• THE TASK
Find the line with "import fnmatch" in the entries below. Repeat it, every following line, and the line with "- The processing", exactly and with nothing added.

··· MATERIAL PROVIDED

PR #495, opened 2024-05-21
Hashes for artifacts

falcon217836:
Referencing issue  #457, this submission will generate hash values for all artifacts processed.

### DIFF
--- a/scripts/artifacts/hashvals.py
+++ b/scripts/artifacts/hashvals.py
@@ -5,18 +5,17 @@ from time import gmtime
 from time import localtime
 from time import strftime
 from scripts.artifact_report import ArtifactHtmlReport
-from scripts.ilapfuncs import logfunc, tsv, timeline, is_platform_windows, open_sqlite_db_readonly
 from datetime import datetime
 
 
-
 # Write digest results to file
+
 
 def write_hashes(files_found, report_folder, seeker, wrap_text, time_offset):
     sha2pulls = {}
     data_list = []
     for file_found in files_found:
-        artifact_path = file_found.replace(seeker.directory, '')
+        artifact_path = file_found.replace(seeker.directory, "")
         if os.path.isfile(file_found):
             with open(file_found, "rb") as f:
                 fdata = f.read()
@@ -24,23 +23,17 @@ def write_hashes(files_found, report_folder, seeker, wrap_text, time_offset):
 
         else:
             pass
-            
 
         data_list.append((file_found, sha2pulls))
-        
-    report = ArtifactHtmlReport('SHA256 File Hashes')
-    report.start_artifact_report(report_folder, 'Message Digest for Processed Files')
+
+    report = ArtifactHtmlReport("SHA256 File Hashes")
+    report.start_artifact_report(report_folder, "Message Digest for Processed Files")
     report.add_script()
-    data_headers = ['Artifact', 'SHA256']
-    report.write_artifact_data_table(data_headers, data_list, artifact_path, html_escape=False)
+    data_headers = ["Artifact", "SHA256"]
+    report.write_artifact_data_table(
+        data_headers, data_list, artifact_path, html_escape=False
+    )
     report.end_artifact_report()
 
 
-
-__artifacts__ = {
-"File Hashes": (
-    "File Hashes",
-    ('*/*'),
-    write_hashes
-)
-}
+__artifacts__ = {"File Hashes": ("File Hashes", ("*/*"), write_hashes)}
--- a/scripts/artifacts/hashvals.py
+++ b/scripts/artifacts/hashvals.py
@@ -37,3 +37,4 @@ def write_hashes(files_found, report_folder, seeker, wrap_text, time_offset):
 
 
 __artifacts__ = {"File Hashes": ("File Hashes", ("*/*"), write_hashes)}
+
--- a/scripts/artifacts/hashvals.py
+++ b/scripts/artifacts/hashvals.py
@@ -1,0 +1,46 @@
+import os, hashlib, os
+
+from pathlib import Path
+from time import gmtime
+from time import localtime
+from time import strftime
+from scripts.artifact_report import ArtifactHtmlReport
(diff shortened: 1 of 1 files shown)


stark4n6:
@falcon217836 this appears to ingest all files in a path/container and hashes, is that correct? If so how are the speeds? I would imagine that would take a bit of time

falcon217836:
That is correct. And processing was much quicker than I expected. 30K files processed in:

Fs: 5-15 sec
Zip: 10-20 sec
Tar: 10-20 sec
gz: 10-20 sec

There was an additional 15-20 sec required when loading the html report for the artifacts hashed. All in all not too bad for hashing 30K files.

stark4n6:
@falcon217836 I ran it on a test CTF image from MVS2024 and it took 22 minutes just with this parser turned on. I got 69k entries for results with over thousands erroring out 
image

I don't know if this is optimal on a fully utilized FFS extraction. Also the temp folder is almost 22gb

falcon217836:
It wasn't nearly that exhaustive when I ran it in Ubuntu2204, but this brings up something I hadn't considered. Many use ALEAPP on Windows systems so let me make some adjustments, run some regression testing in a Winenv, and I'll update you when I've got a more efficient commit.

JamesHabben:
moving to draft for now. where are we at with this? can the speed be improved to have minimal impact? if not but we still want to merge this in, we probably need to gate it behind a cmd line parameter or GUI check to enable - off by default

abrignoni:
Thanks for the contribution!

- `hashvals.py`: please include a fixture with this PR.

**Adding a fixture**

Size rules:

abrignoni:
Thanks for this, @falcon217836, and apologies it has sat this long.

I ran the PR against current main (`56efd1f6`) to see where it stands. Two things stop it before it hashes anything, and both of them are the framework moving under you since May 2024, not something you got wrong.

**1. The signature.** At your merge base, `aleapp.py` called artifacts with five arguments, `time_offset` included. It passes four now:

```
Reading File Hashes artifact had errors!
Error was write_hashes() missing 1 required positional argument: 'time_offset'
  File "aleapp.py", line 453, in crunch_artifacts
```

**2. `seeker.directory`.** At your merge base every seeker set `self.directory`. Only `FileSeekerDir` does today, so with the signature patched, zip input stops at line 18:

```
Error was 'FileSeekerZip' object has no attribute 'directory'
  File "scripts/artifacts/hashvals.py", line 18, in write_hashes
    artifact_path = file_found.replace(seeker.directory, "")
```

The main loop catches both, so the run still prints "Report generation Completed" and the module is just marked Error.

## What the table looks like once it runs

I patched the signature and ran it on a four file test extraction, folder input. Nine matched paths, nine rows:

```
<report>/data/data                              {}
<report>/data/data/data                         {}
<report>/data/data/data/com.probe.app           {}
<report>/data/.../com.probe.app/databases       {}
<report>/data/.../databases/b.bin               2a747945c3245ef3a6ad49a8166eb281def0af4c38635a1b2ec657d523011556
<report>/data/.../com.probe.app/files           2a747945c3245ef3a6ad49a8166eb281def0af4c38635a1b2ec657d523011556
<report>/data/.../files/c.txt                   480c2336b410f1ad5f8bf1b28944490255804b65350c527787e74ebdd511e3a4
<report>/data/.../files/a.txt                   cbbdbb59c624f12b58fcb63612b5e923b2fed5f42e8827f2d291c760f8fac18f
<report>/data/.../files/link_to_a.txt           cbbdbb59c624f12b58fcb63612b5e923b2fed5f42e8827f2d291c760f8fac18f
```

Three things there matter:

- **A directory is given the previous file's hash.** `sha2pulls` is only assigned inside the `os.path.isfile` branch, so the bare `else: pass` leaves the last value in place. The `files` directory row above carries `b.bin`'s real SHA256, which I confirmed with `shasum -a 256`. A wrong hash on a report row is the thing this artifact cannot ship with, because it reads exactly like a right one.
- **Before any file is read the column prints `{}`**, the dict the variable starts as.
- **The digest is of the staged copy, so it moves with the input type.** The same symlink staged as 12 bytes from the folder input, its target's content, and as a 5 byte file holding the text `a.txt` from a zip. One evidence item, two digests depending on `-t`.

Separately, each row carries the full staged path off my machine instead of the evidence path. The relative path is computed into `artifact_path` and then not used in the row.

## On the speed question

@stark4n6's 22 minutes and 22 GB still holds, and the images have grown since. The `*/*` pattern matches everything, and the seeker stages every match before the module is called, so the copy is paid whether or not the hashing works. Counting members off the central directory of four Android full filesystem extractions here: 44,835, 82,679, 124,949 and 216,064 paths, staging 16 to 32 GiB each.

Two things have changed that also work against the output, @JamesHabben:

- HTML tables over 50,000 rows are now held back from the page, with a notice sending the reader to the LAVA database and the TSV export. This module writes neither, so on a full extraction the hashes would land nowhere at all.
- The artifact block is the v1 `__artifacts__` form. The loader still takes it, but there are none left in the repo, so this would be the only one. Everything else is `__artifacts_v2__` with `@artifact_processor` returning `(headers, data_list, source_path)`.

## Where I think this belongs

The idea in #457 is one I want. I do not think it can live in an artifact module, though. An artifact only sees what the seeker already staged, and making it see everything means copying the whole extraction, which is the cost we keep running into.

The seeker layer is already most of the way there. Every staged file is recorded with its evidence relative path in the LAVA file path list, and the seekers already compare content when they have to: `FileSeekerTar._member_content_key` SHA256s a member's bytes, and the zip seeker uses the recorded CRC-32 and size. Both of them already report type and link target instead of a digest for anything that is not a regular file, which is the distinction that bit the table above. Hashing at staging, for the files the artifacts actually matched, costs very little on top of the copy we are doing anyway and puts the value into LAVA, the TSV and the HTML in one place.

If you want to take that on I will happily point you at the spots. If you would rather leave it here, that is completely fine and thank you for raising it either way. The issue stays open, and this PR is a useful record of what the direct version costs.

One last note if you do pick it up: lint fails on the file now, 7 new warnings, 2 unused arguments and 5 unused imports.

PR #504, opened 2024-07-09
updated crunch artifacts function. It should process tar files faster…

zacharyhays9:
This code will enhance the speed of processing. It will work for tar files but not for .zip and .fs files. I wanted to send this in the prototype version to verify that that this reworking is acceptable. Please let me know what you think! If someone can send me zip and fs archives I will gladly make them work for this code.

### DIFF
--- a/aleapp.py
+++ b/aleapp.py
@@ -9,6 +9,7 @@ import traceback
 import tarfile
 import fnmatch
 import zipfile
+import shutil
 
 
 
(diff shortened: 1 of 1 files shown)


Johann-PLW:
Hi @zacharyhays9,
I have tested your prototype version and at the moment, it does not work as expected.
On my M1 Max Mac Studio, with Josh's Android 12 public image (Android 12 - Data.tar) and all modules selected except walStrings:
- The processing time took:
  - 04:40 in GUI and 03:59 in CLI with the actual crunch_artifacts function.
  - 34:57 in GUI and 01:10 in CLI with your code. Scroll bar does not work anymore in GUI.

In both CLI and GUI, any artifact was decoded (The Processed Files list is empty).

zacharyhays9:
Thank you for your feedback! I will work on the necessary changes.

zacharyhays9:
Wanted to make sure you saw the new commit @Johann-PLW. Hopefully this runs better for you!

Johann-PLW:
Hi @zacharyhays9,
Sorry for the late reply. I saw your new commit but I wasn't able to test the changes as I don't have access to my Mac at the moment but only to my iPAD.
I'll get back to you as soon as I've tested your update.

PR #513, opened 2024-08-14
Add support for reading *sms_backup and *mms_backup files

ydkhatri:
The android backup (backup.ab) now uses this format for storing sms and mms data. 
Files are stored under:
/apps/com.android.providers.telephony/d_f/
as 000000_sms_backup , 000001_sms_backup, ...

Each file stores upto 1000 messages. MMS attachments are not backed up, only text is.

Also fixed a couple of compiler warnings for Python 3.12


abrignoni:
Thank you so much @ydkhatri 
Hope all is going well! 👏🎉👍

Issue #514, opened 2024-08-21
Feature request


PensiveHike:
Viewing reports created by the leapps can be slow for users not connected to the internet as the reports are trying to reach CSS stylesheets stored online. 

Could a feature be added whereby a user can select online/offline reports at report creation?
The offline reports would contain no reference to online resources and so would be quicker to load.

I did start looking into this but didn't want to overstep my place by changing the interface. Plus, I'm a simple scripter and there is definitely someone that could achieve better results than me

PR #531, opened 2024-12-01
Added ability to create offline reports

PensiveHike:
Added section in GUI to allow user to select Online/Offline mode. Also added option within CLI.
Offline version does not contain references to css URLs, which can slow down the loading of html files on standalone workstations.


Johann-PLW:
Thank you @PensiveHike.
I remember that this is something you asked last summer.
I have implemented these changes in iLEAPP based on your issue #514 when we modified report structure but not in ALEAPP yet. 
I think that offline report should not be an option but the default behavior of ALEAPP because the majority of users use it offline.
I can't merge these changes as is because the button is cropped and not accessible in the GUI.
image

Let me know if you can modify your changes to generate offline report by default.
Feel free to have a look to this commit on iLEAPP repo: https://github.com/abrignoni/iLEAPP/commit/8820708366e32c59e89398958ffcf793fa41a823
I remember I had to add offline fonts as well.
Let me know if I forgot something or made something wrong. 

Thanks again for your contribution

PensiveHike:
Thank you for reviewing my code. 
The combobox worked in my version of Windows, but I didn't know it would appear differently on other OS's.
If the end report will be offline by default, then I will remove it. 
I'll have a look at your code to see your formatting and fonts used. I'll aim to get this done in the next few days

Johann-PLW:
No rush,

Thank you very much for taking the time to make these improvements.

······
··· MATERIAL PROVIDED

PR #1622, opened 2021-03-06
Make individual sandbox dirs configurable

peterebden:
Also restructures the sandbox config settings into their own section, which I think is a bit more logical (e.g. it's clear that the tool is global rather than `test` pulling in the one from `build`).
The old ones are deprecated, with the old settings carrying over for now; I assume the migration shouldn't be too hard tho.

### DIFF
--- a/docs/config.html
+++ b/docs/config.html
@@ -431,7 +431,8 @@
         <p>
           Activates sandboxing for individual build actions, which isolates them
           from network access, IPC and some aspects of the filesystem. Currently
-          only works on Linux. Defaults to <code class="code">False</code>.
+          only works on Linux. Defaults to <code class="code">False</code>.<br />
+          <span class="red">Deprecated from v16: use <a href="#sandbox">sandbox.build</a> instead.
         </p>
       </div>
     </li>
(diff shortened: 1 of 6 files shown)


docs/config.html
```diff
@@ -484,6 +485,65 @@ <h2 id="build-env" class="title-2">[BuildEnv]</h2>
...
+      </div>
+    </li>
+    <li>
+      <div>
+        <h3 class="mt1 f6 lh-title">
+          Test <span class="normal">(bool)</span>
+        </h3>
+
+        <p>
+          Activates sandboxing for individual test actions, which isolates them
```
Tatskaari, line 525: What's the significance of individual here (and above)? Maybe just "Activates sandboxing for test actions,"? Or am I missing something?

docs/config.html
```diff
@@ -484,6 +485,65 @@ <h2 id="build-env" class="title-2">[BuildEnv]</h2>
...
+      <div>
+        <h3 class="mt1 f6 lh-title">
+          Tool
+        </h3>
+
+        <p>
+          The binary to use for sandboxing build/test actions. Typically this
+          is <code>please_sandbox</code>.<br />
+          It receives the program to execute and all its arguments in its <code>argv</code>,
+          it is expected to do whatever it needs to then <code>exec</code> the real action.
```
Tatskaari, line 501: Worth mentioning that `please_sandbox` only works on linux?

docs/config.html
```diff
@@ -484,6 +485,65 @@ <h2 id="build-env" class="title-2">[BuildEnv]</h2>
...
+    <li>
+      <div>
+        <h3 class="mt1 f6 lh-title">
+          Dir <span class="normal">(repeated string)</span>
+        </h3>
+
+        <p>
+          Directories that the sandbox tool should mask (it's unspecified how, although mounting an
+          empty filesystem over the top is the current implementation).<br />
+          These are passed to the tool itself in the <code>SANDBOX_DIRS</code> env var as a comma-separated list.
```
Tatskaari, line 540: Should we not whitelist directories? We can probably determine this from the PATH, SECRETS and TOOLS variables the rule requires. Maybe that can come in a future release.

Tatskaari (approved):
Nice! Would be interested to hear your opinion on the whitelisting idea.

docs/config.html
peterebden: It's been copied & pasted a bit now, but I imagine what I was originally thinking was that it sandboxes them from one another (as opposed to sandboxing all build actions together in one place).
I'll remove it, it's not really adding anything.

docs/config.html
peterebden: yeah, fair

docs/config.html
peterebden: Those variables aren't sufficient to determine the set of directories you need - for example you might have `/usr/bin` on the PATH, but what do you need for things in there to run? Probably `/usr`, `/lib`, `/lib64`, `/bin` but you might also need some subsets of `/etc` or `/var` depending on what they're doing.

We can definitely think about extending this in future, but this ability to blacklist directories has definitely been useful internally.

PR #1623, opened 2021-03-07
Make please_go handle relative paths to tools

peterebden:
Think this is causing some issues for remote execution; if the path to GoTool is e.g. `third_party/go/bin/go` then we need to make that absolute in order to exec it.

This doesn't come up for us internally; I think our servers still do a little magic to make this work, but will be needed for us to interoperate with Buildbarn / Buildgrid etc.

······
··· MATERIAL PROVIDED

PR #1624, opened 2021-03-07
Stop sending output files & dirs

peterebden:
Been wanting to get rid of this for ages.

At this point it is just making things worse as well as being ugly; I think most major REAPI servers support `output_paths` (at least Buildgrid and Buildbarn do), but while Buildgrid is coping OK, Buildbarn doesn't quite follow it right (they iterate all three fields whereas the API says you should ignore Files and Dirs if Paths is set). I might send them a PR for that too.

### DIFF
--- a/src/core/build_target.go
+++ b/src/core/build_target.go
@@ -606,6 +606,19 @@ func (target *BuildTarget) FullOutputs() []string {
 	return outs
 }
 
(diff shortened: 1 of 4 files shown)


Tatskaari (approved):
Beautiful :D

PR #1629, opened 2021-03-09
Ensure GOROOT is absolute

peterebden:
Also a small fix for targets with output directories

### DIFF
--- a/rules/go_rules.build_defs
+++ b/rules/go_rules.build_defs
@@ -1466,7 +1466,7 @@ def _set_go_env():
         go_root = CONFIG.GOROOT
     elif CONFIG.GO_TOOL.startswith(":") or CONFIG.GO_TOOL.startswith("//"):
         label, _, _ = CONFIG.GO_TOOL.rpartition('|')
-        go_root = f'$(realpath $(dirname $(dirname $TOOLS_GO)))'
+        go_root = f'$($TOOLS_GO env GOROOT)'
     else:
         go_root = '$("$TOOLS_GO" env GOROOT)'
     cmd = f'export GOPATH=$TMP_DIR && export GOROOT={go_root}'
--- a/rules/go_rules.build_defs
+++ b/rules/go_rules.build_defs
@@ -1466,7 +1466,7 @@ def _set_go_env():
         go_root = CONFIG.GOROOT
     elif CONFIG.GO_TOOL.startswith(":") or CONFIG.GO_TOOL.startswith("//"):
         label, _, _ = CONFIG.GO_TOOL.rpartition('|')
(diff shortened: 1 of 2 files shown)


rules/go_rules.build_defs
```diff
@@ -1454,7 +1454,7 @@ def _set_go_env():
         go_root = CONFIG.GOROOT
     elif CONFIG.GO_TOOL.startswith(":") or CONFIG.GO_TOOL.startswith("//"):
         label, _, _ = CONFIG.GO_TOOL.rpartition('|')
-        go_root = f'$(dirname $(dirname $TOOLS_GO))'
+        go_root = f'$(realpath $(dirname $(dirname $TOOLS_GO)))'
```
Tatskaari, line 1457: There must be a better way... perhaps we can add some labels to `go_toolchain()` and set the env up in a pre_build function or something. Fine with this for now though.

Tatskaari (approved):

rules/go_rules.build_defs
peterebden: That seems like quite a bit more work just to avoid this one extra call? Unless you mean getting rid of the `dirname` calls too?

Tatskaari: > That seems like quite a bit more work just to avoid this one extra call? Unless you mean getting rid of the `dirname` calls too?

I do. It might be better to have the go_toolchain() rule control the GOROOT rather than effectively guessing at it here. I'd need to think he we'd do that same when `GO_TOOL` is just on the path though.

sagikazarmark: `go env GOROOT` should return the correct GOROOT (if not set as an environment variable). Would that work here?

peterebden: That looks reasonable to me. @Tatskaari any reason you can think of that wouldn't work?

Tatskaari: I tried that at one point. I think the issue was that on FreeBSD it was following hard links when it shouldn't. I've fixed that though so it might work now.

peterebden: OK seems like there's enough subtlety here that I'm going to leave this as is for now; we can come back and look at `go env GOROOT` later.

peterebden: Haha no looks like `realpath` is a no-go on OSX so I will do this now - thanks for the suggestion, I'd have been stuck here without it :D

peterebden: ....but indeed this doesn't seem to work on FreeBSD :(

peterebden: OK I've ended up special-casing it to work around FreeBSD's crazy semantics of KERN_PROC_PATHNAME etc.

······

• OUTPUT FOR THIS TASK
 import fnmatch
 import zipfile
+import shutil
 
 
 
(diff shortened: 1 of 1 files shown)


Johann-PLW:
Hi @zacharyhays9,
I have tested your prototype version and at the moment, it does not work as expected.
On my M1 Max Mac Studio, with Josh's Android 12 public image (Android 12 - Data.tar) and all modules selected except walStrings:
- The processing time took:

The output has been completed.